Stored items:
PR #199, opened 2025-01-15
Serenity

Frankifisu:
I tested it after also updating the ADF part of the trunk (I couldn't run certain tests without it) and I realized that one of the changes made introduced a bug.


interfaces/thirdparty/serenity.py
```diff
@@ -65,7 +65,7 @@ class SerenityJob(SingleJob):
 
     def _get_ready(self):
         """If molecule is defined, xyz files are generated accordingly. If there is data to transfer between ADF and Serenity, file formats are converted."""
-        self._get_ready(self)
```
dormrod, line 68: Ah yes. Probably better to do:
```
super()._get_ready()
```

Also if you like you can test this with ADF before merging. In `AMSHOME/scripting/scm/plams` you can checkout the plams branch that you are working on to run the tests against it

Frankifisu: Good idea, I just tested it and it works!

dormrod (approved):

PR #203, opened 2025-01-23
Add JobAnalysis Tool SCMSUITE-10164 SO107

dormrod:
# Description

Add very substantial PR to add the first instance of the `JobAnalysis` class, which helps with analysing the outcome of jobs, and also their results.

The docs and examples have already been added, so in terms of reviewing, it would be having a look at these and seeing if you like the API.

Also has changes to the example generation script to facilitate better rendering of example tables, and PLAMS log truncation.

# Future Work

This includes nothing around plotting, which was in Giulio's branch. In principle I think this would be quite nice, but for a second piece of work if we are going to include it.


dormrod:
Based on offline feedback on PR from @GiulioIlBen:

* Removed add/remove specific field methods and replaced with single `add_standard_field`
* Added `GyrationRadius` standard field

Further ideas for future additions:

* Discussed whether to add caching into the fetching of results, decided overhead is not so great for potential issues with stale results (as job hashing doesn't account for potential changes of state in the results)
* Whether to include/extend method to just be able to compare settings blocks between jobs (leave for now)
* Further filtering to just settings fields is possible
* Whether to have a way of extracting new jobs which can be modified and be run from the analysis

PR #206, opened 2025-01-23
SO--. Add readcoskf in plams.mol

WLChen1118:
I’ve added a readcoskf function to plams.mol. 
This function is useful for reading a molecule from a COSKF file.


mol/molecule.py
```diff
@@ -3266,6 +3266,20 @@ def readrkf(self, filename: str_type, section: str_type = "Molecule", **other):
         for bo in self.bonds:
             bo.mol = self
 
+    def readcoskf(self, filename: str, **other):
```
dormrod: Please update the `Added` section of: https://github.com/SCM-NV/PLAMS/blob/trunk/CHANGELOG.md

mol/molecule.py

### Work order
Retype every entry word for word.

### Response area
PR #199, opened 2025-01-15
Serenity

Frankifisu:
I tested it after also updating the ADF part of the trunk (I couldn't run certain tests without it) and I realized that one of the changes made introduced a bug.


interfaces/thirdparty/serenity.py
```diff
@@ -65,7 +65,7 @@ class SerenityJob(SingleJob):
 
     def _get_ready(self):
         """If molecule is defined, xyz files are generated accordingly. If there is data to transfer between ADF and Serenity, file formats are converted."""
-        self._get_ready(self)
```
dormrod, line 68: Ah yes. Probably better to do:
```
super()._get_ready()
```

Also if you like you can test this with ADF before merging. In `AMSHOME/scripting/scm/plams` you can checkout the plams branch that you are working on to run the tests against it

Frankifisu: Good idea, I just tested it and it works!

dormrod (approved):

PR #203, opened 2025-01-23
Add JobAnalysis Tool SCMSUITE-10164 SO107

dormrod:
# Description

Add very substantial PR to add the first instance of the `JobAnalysis` class, which helps with analysing the outcome of jobs, and also their results.

The docs and examples have already been added, so in terms of reviewing, it would be having a look at these and seeing if you like the API.

Also has changes to the example generation script to facilitate better rendering of example tables, and PLAMS log truncation.

# Future Work

This includes nothing around plotting, which was in Giulio's branch. In principle I think this would be quite nice, but for a second piece of work if we are going to include it.


dormrod:
Based on offline feedback on PR from @GiulioIlBen:

* Removed add/remove specific field methods and replaced with single `add_standard_field`
* Added `GyrationRadius` standard field

Further ideas for future additions:

* Discussed whether to add caching into the fetching of results, decided overhead is not so great for potential issues with stale results (as job hashing doesn't account for potential changes of state in the results)
* Whether to include/extend method to just be able to compare settings blocks between jobs (leave for now)
* Further filtering to just settings fields is possible
* Whether to have a way of extracting new jobs which can be modified and be run from the analysis

PR #206, opened 2025-01-23
SO--. Add readcoskf in plams.mol

WLChen1118:
I’ve added a readcoskf function to plams.mol. 
This function is useful for reading a molecule from a COSKF file.


mol/molecule.py
```diff
@@ -3266,6 +3266,20 @@ def readrkf(self, filename: str_type, section: str_type = "Molecule", **other):
         for bo in self.bonds:
             bo.mol = self
 
+    def readcoskf(self, filename: str, **other):
```
dormrod: Please update the `Added` section of: https://github.com/SCM-NV/PLAMS/blob/trunk/CHANGELOG.md

mol/molecule.py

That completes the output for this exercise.